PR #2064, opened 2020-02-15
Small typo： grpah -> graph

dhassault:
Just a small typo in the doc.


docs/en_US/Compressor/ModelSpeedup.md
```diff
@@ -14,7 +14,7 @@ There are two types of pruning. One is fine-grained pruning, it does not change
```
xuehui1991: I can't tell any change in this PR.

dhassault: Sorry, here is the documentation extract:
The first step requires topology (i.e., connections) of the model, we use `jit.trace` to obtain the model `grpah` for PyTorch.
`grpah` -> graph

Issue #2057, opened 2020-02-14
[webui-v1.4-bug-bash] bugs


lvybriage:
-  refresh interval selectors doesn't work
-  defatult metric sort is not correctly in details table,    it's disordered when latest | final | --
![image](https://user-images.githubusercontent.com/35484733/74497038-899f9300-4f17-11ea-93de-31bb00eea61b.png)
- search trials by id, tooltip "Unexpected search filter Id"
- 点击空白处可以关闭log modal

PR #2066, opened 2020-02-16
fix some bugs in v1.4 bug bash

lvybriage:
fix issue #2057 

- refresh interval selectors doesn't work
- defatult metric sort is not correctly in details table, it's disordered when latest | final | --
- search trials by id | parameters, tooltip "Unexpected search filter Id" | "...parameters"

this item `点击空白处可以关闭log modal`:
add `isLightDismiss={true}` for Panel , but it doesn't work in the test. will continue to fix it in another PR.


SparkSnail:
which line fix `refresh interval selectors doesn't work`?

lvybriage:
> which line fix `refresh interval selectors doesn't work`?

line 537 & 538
====
Reproduce every line of the material above that has the string "opened".

PR #2064, opened 2020-02-15
Issue #2057, opened 2020-02-14
PR #2066, opened 2020-02-16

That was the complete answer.